We are given the value of $S_n$ below and we have to find if $S_n$ is greater or smaller than $\dfrac{\pi}{3\sqrt{3}}$.
$$S_n=\sum\limits_{k=1}^n \frac{n}{n^2+kn+k^2}$$
$$S_n<\dfrac{\pi}{3\sqrt{3}} \quad \text{or}\quad S_n>\dfrac{\pi}{3\sqrt{3}}$$
I tried it as follows:
$$S_n=\frac{1}{n}\sum_{k=1}^n\frac{1}{\left(\frac{k}{n}\right)^2+\frac{k}{n}+1}$$
$$\rightarrow \frac{1}{x^2+x+1}$$
But at last I thought to draw the graph so that I can do something with area under the curve or can thought at extreme points i.e at $n$ is approaching to infinity.
I got stuck not able to do anything. You can see the image of my attempt here.
Look at this picture. The red curve is the function $\displaystyle f(x)=\frac{1}{x^2+x+1}$
The red curve is decreasing on $[0,1]$, since $\displaystyle f'(x)=-\frac{2x+1}{\left(x^2+x+1\right)^2}<0$ for $0\leq x \leq 1$.
The gray shaded area is the value of $\displaystyle\frac{1}{n}\sum_{k=1}^{n}\frac{1}{\left(\frac{k}{n}\right)^2+\frac{k}{n}+1}$ when $n=6$.
Can you see why? The width of each box is $\displaystyle \frac{1}{n}$, and the height of the $k$th box is $\displaystyle f\left(\frac{k}{n}\right)=\frac{1}{\left(\frac{k}{n}\right)^2+\frac{k}{n}+1}$.
As you can see, as $n$ increases, the number of boxes will increase, but the shaded area will never be equal to or greater than the area under the red curve for the interval $[0,1]$. (By the way, these approximations of the area under the curve are called Riemann sums.)

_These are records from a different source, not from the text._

PR #495, opened 2025-01-14
fix: fix off nadir state missing frame transformation

phc1990:
**Context:**

Off Nadir data provider assumes that the State frame is given in the VVLH parent frame (GCRF). Whilst this is likely the case most of the time, it cannot be guaranteed. This results in a "wrong" Local Orbital Frame being built if the State's frame is not GCRF.

**This PR:**

This PR ensures that the State is previously transformed to the VVLH parent frame, before its coordinates are extracted in order to construct the Local Orbital Frame.

## Summary by CodeRabbit

- **Refactor**
	- Enhanced the logic for off-nadir angle calculations by improving state transformation and frame utilization.


apaletta3 (approved):

vishwa2710:
Closing this MR as https://github.com/open-space-collective/open-space-toolkit-astrodynamics/pull/493 has been landed which takes care of this.

PR #500, opened 2025-01-17
feat: Least Squares Solver

vishwa2710:
## Release Notes

- **New Features**
  - Added Least Squares Solver to the Open Space Toolkit Astrodynamics module.
  - Introduced Python bindings for the Least Squares Solver, allowing interaction with its components.
  - Implemented comprehensive solver functionality for non-linear least squares problems, including step and analysis structures.

- **Improvements**
  - Enhanced solver with iteration tracking, RMS error calculation, and covariance estimation.
  - Added support for coordinate subset handling in solver computations.
  - Implemented robust error handling and input validation.

- **Bug Fixes**
  - Removed unsupported addition and subtraction methods from the CartesianAcceleration, CartesianPosition, and CartesianVelocity classes.

- **Testing**
  - Comprehensive unit tests added for Least Squares Solver, validating functionality and performance across various scenarios.
  - Enhanced test coverage for the `Step` and `Analysis` components of the solver.
  - Updated tests to validate the correctness of the `add` and `subtract` methods in the `CoordinateSubset` class.

### DIFF
--- a/bindings/python/src/OpenSpaceToolkitAstrodynamicsPy/Solver/LeastSquaresSolver.cpp
+++ b/bindings/python/src/OpenSpaceToolkitAstrodynamicsPy/Solver/LeastSquaresSolver.cpp
@@ -91,30 +91,44 @@ inline void OpenSpaceToolkitAstrodynamicsPy_Solver_LeastSquaresSolver(py::module
                 const State&,
                 const MatrixXd&,
                 const MatrixXd&,
-                const MatrixXd&,
+                const Array<State>&,
                 const Array<LeastSquaresSolver::Step>&>(),
             R"doc(
                 Constructor.
 
                 Args:
-                    observation_count (int): The observation count.
+                    rms_error (float): The RMS error.
                     termination_criteria (str): The termination criteria.
-                    solution_state (State): The solution state.
-                    solution_covariance (np.ndarray): The solution covariance matrix.
-                    solution_frisbee_covariance (np.ndarray): The solution Frisbee covariance matrix.
-                    solution_residuals (np.ndarray): The solution residuals.
+                    estimate (State): The estimated state.
+                    estimated_covariance (np.ndarray): The estimated covariance matrix.
+                    estimated_frisbee_covariance (np.ndarray): The estimated Frisbee covariance matrix.
+                    computed_observations (list[State]): The computed observations of the final iteration.
                     steps (list[LeastSquaresSolver.Step]): The steps.
             )doc",
             arg("observation_count"),
             arg("termination_criteria"),
-            arg("solution_state"),
-            arg("solution_covariance"),
-            arg("solution_frisbee_covariance"),
-            arg("solution_residuals"),
+            arg("estimate"),
+            arg("estimated_covariance"),
+            arg("estimated_frisbee_covariance"),
+            arg("computed_observations"),
             arg("steps")
         )
         .def("__str__", &(shiftToString<LeastSquaresSolver::Analysis>))
         .def("__repr__", &(shiftToString<LeastSquaresSolver::Analysis>))
+        .def(
+            "compute_residual_states",
+            &LeastSquaresSolver::Analysis::computeResidualStates,
+            R"doc(
+            Compute the residual states.
+
+            Args:
+                observations (list[State]): The observations.
+
+            Returns:
+                list[State]: The residuals.
+        )doc",
+            arg("observations")
+        )
         .def_readonly(
             "rms_error",
             &LeastSquaresSolver::Analysis::rmsError,
@@ -152,37 +166,37 @@ inline void OpenSpaceToolkitAstrodynamicsPy_Solver_LeastSquaresSolver(py::module
             )doc"
         )
         .def_readonly(
-            "solution_state",
-            &LeastSquaresSolver::Analysis::solutionState,
+            "estimate",
+            &LeastSquaresSolver::Analysis::estimatedState,
             R"doc(
-                The solution state.
+                The estimated state.
 
                 :type: State
             )doc"
         )
         .def_readonly(
-            "solution_covariance",
-            &LeastSquaresSolver::Analysis::solutionCovariance,
+            "estimated_covariance",
+            &LeastSquaresSolver::Analysis::estimatedCovariance,
             R"doc(
-                The solution covariance matrix.
+                The estimated covariance matrix.
 
                 :type: np.ndarray
             )doc"
         )
         .def_readonly(
-            "solution_frisbee_covariance",
-            &LeastSquaresSolver::Analysis::solutionFrisbeeCovariance,
+            "estimated_frisbee_covariance",
+            &LeastSquaresSolver::Analysis::estimatedFrisbeeCovariance,
             R"doc(
-                The solution Frisbee covariance matrix.
+                The estimated Frisbee covariance matrix.
 
                 :type: np.ndarray
             )doc"
         )
         .def_readonly(
-            "solution_residuals",
-            &LeastSquaresSolver::Analysis::solutionResiduals,
+            "computed_observations",
+            &LeastSquaresSolver::Analysis::computedObservationStates,
             R"doc(
-                The solution residuals.
+                The computed observations of the final iteration.
 
                 :type: np.ndarray
             )doc"
@@ -251,19 +265,19 @@ inline void OpenSpaceToolkitAstrodynamicsPy_Solver_LeastSquaresSolver(py::module
                 Solve the non-linear least squares problem.
 
                 Args:
-                    initial_guess (State): Initial guess state.
+                    initial_guess (State): Initial guess state (the Estimated State is of the same domain as this state).
                     observations (list[State]): List of observations.
                     state_generator (callable[list[State],[State, list[Instant]]]): Function to generate states.
-                    estimation_sigmas (dict[CoordinateSubset, np.ndarray], optional): Dictionary of sigmas for initial guess.
+                    initial_guess_sigmas (dict[CoordinateSubset, np.ndarray], optional): Dictionary of sigmas for initial guess.
                     observation_sigmas (dict[CoordinateSubset, np.ndarray], optional): Dictionary of sigmas for observations.
 
                 Returns:
-                    LeastSquaresSolver::Analysis: The analysis of the solution.
+                    LeastSquaresSolver::Analysis: The analysis of the estimate.
             )doc",
             arg("initial_guess"),
             arg("observations"),
             arg("state_generator"),
-            arg_v("estimation_sigmas", DEFAULT_ESTIMATION_SIGMAS, "{}"),
+            arg_v("initial_guess_sigmas", DEFAULT_INITIAL_GUESS_SIGMAS, "{}"),
             arg_v("observation_sigmas", DEFAULT_OBSERVATION_SIGMAS, "{}")
         )
         .def_static(
--- a/bindings/python/src/OpenSpaceToolkitAstrodynamicsPy/Solver/LeastSquaresSolver.cpp
+++ b/bindings/python/src/OpenSpaceToolkitAstrodynamicsPy/Solver/LeastSquaresSolver.cpp
@@ -251,20 +251,20 @@ inline void OpenSpaceToolkitAstrodynamicsPy_Solver_LeastSquaresSolver(py::module
                 Solve the non-linear least squares problem.
 
                 Args:
-                    initial_guess_state (State): Initial guess state.
+                    initial_guess (State): Initial guess state.
                     observations (list[State]): List of observations.
                     state_generator (callable[list[State],[State, list[Instant]]]): Function to generate states.
-                    initial_guess_sigmas (dict, optional): Dictionary of sigmas for initial guess.
-                    observation_sigmas (dict, optional): Dictionary of sigmas for observations.
+                    estimation_sigmas (dict[CoordinateSubset, np.ndarray], optional): Dictionary of sigmas for initial guess.
+                    observation_sigmas (dict[CoordinateSubset, np.ndarray], optional): Dictionary of sigmas for observations.
 
                 Returns:
                     LeastSquaresSolver::Analysis: The analysis of the solution.
             )doc",
-            arg("initial_guess_state"),
+            arg("initial_guess"),
             arg("observations"),
             arg("state_generator"),
-            arg_v("initial_guess_sigmas", DEFAULT_INITIAL_GUESS_SIGMAS, "{}")
-            arg_v("observation_sigmas"), DEFAULT_OBSERVATION_SIGMAS, "{}")
+            arg_v("estimation_sigmas", DEFAULT_ESTIMATION_SIGMAS, "{}"),
+            arg_v("observation_sigmas", DEFAULT_OBSERVATION_SIGMAS, "{}")
         )
         .def_static(
             "calculate_empirical_covariance",
--- a/bindings/python/src/OpenSpaceToolkitAstrodynamicsPy/Solver/LeastSquaresSolver.cpp
+++ b/bindings/python/src/OpenSpaceToolkitAstrodynamicsPy/Solver/LeastSquaresSolver.cpp
@@ -86,7 +86,7 @@ inline void OpenSpaceToolkitAstrodynamicsPy_Solver_LeastSquaresSolver(py::module
     )
         .def(
             init<
-                const Size&,
+                const Real&,
                 const String&,
                 const State&,
                 const MatrixXd&,
@@ -105,7 +105,7 @@ inline void OpenSpaceToolkitAstrodynamicsPy_Solver_LeastSquaresSolver(py::module
                     computed_observations (list[State]): The computed observations of the final iteration.
                     steps (list[LeastSquaresSolver.Step]): The steps.
             )doc",
-            arg("observation_count"),
+            arg("rms_error"),
             arg("termination_criteria"),
             arg("estimate"),
             arg("estimated_covariance"),
--- a/bindings/python/src/OpenSpaceToolkitAstrodynamicsPy/Solver/LeastSquaresSolver.cpp
+++ b/bindings/python/src/OpenSpaceToolkitAstrodynamicsPy/Solver/LeastSquaresSolver.cpp
@@ -3,7 +3,6 @@
 
 #include <pybind11/eigen.h>
 #include <pybind11/pybind11.h>
-#include <pybind11/stl.h>
 
 #include <OpenSpaceToolkit/Astrodynamics/Solver/LeastSquaresSolver.hpp>
 
@@ -49,11 +48,11 @@ inline void OpenSpaceToolkitAstrodynamicsPy_Solver_LeastSquaresSolver(py::module
                 Constructor.
 
                 Args:
-                    aRmsError (float): The RMS error.
-                    anXHat (np.ndarray): The X hat vector.
+                    rms_error (float): The RMS error.
+                    x_hat (np.ndarray): The X hat vector.
             )doc",
-            arg("aRmsError"),
-            arg("anXHat")
+            arg("rms_error"),
+            arg("x_hat")
         )
         .def("__str__", &(shiftToString<LeastSquaresSolver::Step>))
         .def("__repr__", &(shiftToString<LeastSquaresSolver::Step>))
@@ -87,10 +86,10 @@ inline void OpenSpaceToolkitAstrodynamicsPy_Solver_LeastSquaresSolver(py::module
     )
         .def(
             init<
-                const Real&,
                 const Size&,
                 const String&,
                 const State&,
+                const MatrixXd&,
                 const MatrixXd&,
                 const MatrixXd&,
                 const Array<LeastSquaresSolver::Step>&>(),
@@ -98,20 +97,20 @@ inline void OpenSpaceToolkitAstrodynamicsPy_Solver_LeastSquaresSolver(py::module
                 Constructor.
 
                 Args:
-                    rms_error (float): The RMS error.
-                    iteration_count (int): The iteration count.
+                    observation_count (int): The observation count.
                     termination_criteria (str): The termination criteria.
                     solution_state (State): The solution state.
                     solution_covariance (np.ndarray): The solution covariance matrix.
                     solution_frisbee_covariance (np.ndarray): The solution Frisbee covariance matrix.
+                    solution_residuals (np.ndarray): The solution residuals.
                     steps (list[LeastSquaresSolver.Step]): The steps.
             )doc",
-            arg("rms_error"),
-            arg("iteration_count"),
+            arg("observation_count"),
             arg("termination_criteria"),
             arg("solution_state"),
             arg("solution_covariance"),
             arg("solution_frisbee_covariance"),
+            arg("solution_residuals"),
             arg("steps")
         )
         .def("__str__", &(shiftToString<LeastSquaresSolver::Analysis>))
@@ -123,6 +122,15 @@ inline void OpenSpaceToolkitAstrodynamicsPy_Solver_LeastSquaresSolver(py::module
                 The RMS error.
 
                 :type: float
+            )doc"
+        )
+        .def_readonly(
+            "observation_count",
+            &LeastSquaresSolver::Analysis::observationCount,
+            R"doc(
+                The observation count.
+
+                :type: int
             )doc"
         )
         .def_readonly(
@@ -166,6 +174,15 @@ inline void OpenSpaceToolkitAstrodynamicsPy_Solver_LeastSquaresSolver(py::module
             &LeastSquaresSolver::Analysis::solutionFrisbeeCovariance,
             R"doc(
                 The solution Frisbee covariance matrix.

Ergo, we conclude that $\displaystyle S_n<\int_{0}^{1}\frac{dx}{x^2+x+1}$
$$\begin{align} \int_{0}^{1}\frac{dx}{x^2+x+1}&=\int_{0}^{1}\frac{dx}{\left(x+\frac{1}{2}\right)^2+\frac{3}{4}} \\ &=\frac{2}{\sqrt{3}}\int_{\frac{1}{\sqrt{3}}}^{\sqrt{3}}\frac{du}{u^2+1} \qquad\text{(Substitute $u=\frac{2x+1}{\sqrt{3}}$, $\frac{du}{dx}=\frac{2}{\sqrt{3}}$)}\\ &=\frac{2}{\sqrt{3}}\arctan(u)\bigg|_{\frac{1}{\sqrt{3}}}^{\sqrt{3}}\\ &=\frac{\pi}{3\sqrt{3}} \end{align}$$
And thus we have our desired result.
(By the way, since I am bad at calculus, I used the following sites: http://www.integral-calculator.com/, http://www.derivative-calculator.net/)